You are given a sorted array of integers and need to find the starting and ending positions of a specific target value. This is a classic problem that tests your understanding of binary search optimization.

The Challenge: Given an array nums sorted in non-decreasing order, find the first and last occurrence of a target value. If the target doesn't exist, return [-1, -1].

The Twist: You must solve this in O(log n) time complexity, which means a simple linear scan won't cut it!

Example:
Input: nums = [5,7,7,8,8,8,10], target = 8
Output: [3,5] (target 8 appears from index 3 to 5)

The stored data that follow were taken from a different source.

PR #26, opened 2021-12-09
Dave.bogle/rnd 217/scripts

rc-dbogle:


src/script-events.c
```diff
@@ -0,0 +1,177 @@
...
+
+    bpf_map_update_elem(&load_script_map, &index, &bprm, BPF_ANY);
+
+    return 0;
+}
+
+SEC("kretprobe/ret_script_load")
+int kretprobe__ret_script_load(struct pt_regs *ctx)
+{
+    char br = 0;
```
RafaelOrtizRC, line 41: I honestly can't remember what was going through my head when I named this variable.

src/script-events.c
```diff
@@ -0,0 +1,177 @@
...
+        bpf_printk("Failed to lookup bprmp\n");
+        return 0;
+    }
+    bpf_map_delete_elem(&load_script_map, &ev.u.script_info.process.pid);
+
+    // Make sure it isn't NULL
+    bprm = (unsigned char *)*bprmp;
+    if (NULL == bprm)
+    {
+        bpf_printk("Failed to deref bprmp\n");
```
RafaelOrtizRC, line 89: Should we remove the `printk`s before merging this in?

src/script-events.c
```diff
@@ -0,0 +1,177 @@
...
+
+    // Output the path
+    bpf_perf_event_output(ctx, &script_events, bpf_get_smp_processor_id(), &ev, sizeof(ev));
+
+    // If the path is / then we don't need to do anything else
+    br = ev.u.script_info.path[0];
+    if (br == '/')
+    {
+        return 0;
+    }
```
RafaelOrtizRC, line 112: Is this checking that we got an absolute path right away? Does the shebang accept a relative path to the PWD?

src/script-events.c
```diff
@@ -0,0 +1,177 @@
...
+    SET_OFFSET(CRC_DENTRY_D_NAME);
+    u32 qstr_len = *(u32 *)offset;
+
+    SET_OFFSET(CRC_QSTR_NAME);
+    u32 name = qstr_len + *(u32 *)offset;
+
+    SET_OFFSET(CRC_DENTRY_D_PARENT);
+    u32 parent = *(u32 *)offset;
+
+#pragma clang loop unroll(full)
```
RafaelOrtizRC, line 142: This passes the verifier all the way back to 4.11? I recall having lots of trouble with older verifiers and loop unrolling.

src/script-events.c
```diff
@@ -0,0 +1,177 @@
...
+            bpf_printk("Failed to read string\n");
+            return 0;
+        }
+
+        br = ev.u.script_info.path[0];
+        if (br == '/')
+        {
+            goto Skip;
+        }
+        bpf_perf_event_output(ctx, &script_events, bpf_get_smp_processor_id(), &ev, sizeof(ev));
```
RafaelOrtizRC, line 164: If we need to account for a relative path and PWD, we should have some logic for situations when the size of a single directory exceeds 128 chars. You should be able to just add on to the offset and continue reading from where you left off, just double check the instruction count stays under 4096.

RafaelOrtizRC (changes requested):
Looks good, just a few questions and one or two suggestions.

src/script-events.c
rc-dbogle: So this is to check how the script was run. If you run something like `ls` or `/usr/bin/ls` then it bypasses all that logic below about getting the current working directory because it already has the absolute path. If you run a script like `./scripts/myscript.sh` then it needs to find the current working directory so that it can pass up the absolute path and read the file contents

src/script-events.c
rc-dbogle: I'll double check just to make sure

src/script-events.c
rc-dbogle: Fair point. I can add that logic in

src/script-events.c
```diff
@@ -35,13 +144,106 @@ int kprobe__script_load(struct pt_regs *ctx)
...
+    ev->done = FALSE;
+    ev->telemetry_type = TE_SCRIPT,
+    ev->u.v.value[0] = '\0';
+    ev->u.v.truncated = FALSE;
+
+    //FILL_TELEMETRY_SYSCALL_EVENT(ev, sp);
+    //ev->u.syscall_info.ppid = ppid;
+    //ev->u.syscall_info.luid = luid;
+
+    // TODO: Do I need this?
```
RafaelOrtizRC, line 171: I don't believe you need this, since this won't happen inside a syscall.

src/script-events.c
```diff
@@ -88,89 +291,51 @@ int kretprobe__ret_script_load(struct pt_regs *ctx)
...
-
-    // Get the offset for pwd in fs_struct
-    SET_OFFSET(CRC_FS_STRUCT_PWD);
-
-    // Read the Dentry pointer for pwd
-    ptr = ptr + *(u32 *)offset; // ptr to pwd
-    if (read_value(ptr, CRC_PATH_DENTRY, &ptr, sizeof(ptr)) < 0)
+    else if (br == '/')
     {
+        bpf_printk("Count < value size. goto Skip\n");
```
RafaelOrtizRC, line 331: `:%s/bpf_printk\(".+"\)\;//gc`

src/script-events.c
```diff
@@ -0,0 +1,343 @@
...
+    }
+
+Send:
+    SEND_PATH_N(10);
+
+    // update to_skip, reuse skipped as index by resetting it
+    skipped = 0;
+    bpf_map_update_elem(&read_path_skip, &skipped, &to_skip, BPF_ANY);
+    // tail call back in
+    bpf_tail_call(ctx, &tail_call_table, 0);
```
RafaelOrtizRC, line 230:
```suggestion
    bpf_tail_call(ctx, &tail_call_table, RET_SCRIPT_LOAD);
```

https://github.com/redcanaryco/redcanary-ebpf-sensor/blob/dave.bogle/RND-217/scripts/src/types.h#L365

src/script-events.c
```diff
@@ -0,0 +1,343 @@
...
+    {
+        return 0;
+    }
+
+    // Just to be safe 0 out the structs
+    telemetry_event_t ev;
+    __builtin_memset(&ev, 0, sizeof(ev));
+
+    // Initialize some of the telemetry event
+    id = bpf_get_prandom_u32();
```
RafaelOrtizRC, line 262: Are you using a kprobe with matching kretprobe here? It looks like that because you check the `&load_script_map` below. In that case, the `id` should probably match across both, unless we're treating the kprobe and kretprobe as separate events.

src/script-events.c
```diff
@@ -0,0 +1,343 @@
...
+
+    // Output the path
+    ev.id = id;
+    ev.done = 0;
+    ev.telemetry_type = TE_CHAR_STR;
+    push_telemetry_event(ctx, &ev);
+    if (count >= sizeof(ev.u.v.value))
+    {
+        bpf_printk("count == to value size. Reading more...\n");
+        READ_CHAR_STR_N(10)
```
RafaelOrtizRC, line 319: Is this trying to get the whole path in the first 10 iterations and, if it can't get it, we go into the tail-call loop in `enter_script_load`?

src/script-events.c
```diff
@@ -0,0 +1,343 @@
...
+    bpf_tail_call(ctx, &tail_call_table, 0);
+
+Skip:
+    skipped = 0;
+    bpf_map_delete_elem(&read_path_skip, &skipped);
+    ev->id = id;
+    return ev;
+}
+
+SEC("kretprobe/ret_script_load")
```
RafaelOrtizRC, line 239: It doesn't look like there's a guard condition in here to skip ahead to the path-sending subroutine. Whenever you tail-call back into this kprobe, it'll re-send all the initial messages.

RafaelOrtizRC (changes requested):
It looks like you have two areas in there where it'll try to loop through the CWD. The tail call flow is also unclear to me.

src/script-events.c
rc-dbogle: Yea sorry. I committed these changes last not forgetting they were going to update this PR

src/script-events.c
rc-dbogle: Yea I left this unimplemented when I committed these changes. I am going to work on this piece today.

src/script-events.c
rc-dbogle: The kprobe doesn't actually emit any data. The kprobe is used to get the linux_bprm pointer and the kretprobe is where most of the work happens since we can check for successful completion of the function at that point. If the function fails we don't want to emit any events or clog up the cache in the plugin

src/script-events.c
RafaelOrtizRC: Oh sorry I thought this was finished. Carry on!

src/script-events.c
RafaelOrtizRC: Oh neat. Good idea!

src/script-events.c
rc-dbogle: Kind of yea. I upped it to 29 in the latest version (4096/144) or (PATH_MAX / VALUE_SIZE). There is a filename filed in the linux_binprm structure. This contains whatever the user used to run the script. If this is an absolute path then all we need to do is read this field and we don't need to call enter_script_load since we don't need the cwd.

src/script-events.c
```diff
@@ -0,0 +1,337 @@
...
+
+    // if the ID already exists, we are tail-calling into ourselves, skip ahead to reading the path
+    u64 p_t = bpf_get_current_pid_tgid();
+    u64 id = (u64)bpf_map_lookup_elem(&process_ids, &p_t);
+    if (id)
+    {
+        __builtin_memcpy(&id, (void *)id, sizeof(u64));
+    }
+
+    // the verifier complains if these are instantiated before the Pwd:; label
```
RafaelOrtizRC, line 163:
```suggestion
```

src/script-events.c
```diff
@@ -0,0 +1,337 @@
...
+    // If we read less than value size and the first character is '/' then we
+    // have an aboslute path and so we can skip getting cwd
+    else if (br == '/')
+    {
+        goto Skip;
+    }
+
+    // If we made it here we need to get the cwd. Add the id we used for our event
+    // the map and then call the handle_pwd function
+    bpf_map_update_elem(&process_ids, &p_t, &id, BPF_ANY);
```
RafaelOrtizRC, line 326: I see what you're doing here. Neat!

src/offsets.h
```diff
@@ -102,3 +102,12 @@ const u64 CRC_SKBUFF_PROTO = 0x42a761c8a2a2b084;
...
 const u64 CRC_SKBUFF_MAC_HDR = 0xd67d00581d6ed4cc;
+
+/* linux_binprm->file */
+const u64 CRC_BPRM_FILE = 0x323e974b140d6eff;
+
+/* linux_binprm->filename */
+const u64 CRC_BPRM_FILENAME = 0xb583ce53935255c5;
+
+/* linux_binprm->interp */
+const u64 CRC_BPRM_INTERP = 0x9f4cedeb0b40dc2c;
```
RafaelOrtizRC, line 113: Nit: the pattern I've been using is `CRC_STRUCT_NAME_MEMBER_NAME`. So the offset of `file` in the `linux_binprm` struct (`/* linux_binprm->file */`) would be `CRC_LINUX_BINPRM_FILE`. This makes it easier to cross reference symbols in Elixir or elsewhere, and ties the constant name directly to the string it represents.

RafaelOrtizRC (approved):
Some minor nits. I haven't tested it, but I assume you've checked on multiple kernel versions? Overall looks alright to me.

src/script-events.c
rc-dbogle: Good catch. Cleaning up comments is important

PR #27, opened 2021-12-09
Partially reverts #23

rc-andres:
This commit partially reverts 619ce922c32ae4ba9913e9b9dbcf9ea3492758a2

We are seeing a bug where all of the pwd in process starts come as
"/". It is fixed when I reverted that commit.

Before:

```
Dec 09 10:34:39.603 INFO proc event: Event {
    pid: 59903,
    parent_id: Some(28658),
    uid: 1000,
    login_uid: Some(1000),
    ktime: 74088176694779,
    kind: Start {
        relative_path: "/bin/ls",
        argv: ["ls", "--color=auto"],
        envp: [],
        cwd: Some("/"), // <~~~ bug
        file_info: FileInfo { inode: 1048662, devmajor: 8, devminor: 1, comm: "ls" }
    }
}
```

After:

```
Dec 09 10:37:08.439 INFO proc event: Event {
    pid: 60575,
    parent_id: Some(28658),
    uid: 1000,
    login_uid: Some(1000),
    ktime: 74236975337488,
    kind: Start {
        relative_path: "/bin/ls",
        argv: ["ls", "--color=auto"],
        envp: [],
        cwd: Some("/home/andres/workspace/spam/"), // <~~~~ correct cwd
        file_info: FileInfo { inode: 1048662, devmajor: 8, devminor: 1, comm: "ls" }
    }
}
```

### DIFF
--- a/src/process-events.c
+++ b/src/process-events.c
@@ -287,7 +287,6 @@ static __always_inline void push_telemetry_event(struct pt_regs *ctx, ptelemetry
         }                                                                   \
         /* we're done here, follow the pointer */                           \
         bpf_probe_read(&ptr, sizeof(ptr), ptr + parent);                    \
-        to_skip += 1;                                                       \
         if (!ptr)                                                           \
             goto Skip;                                                      \
         if (br == '/')                                                      \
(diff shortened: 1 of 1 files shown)


RafaelOrtizRC (changes requested):
Unfortunately, the reason for the original PR was to get us a bigger nested directory depth. It got us up to 150 directories deep when reading the PWD, compared to the 9 we were getting before. If you test it with deeply nested directories you should see the issue pop up. I tested the original PR and it was able to grab nested paths (up to 150 directories deep) without the `/` issue you were seeing. I'm wondering how that issue happened, but in any case we probably don't want to be limited to only 9 directories deep.

rc-andres:
Closed in favor of: https://github.com/redcanaryco/redcanary-ebpf-sensor/pull/28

This problem is fundamental for understanding binary search variations and is frequently asked in technical interviews at major tech companies.

Input & Output

example_1.py — Basic Range Search

$ Input: nums = [5,7,7,8,8,8,10], target = 8

› Output: [3,5]

💡 Note: Target 8 appears at indices 3, 4, and 5. The first occurrence is at index 3 and the last occurrence is at index 5, so we return [3,5].

example_2.py — Target Not Found

$ Input: nums = [5,7,7,8,8,8,10], target = 6

› Output: [-1,-1]

💡 Note: Target 6 does not exist in the array, so we return [-1,-1] as specified in the problem statement.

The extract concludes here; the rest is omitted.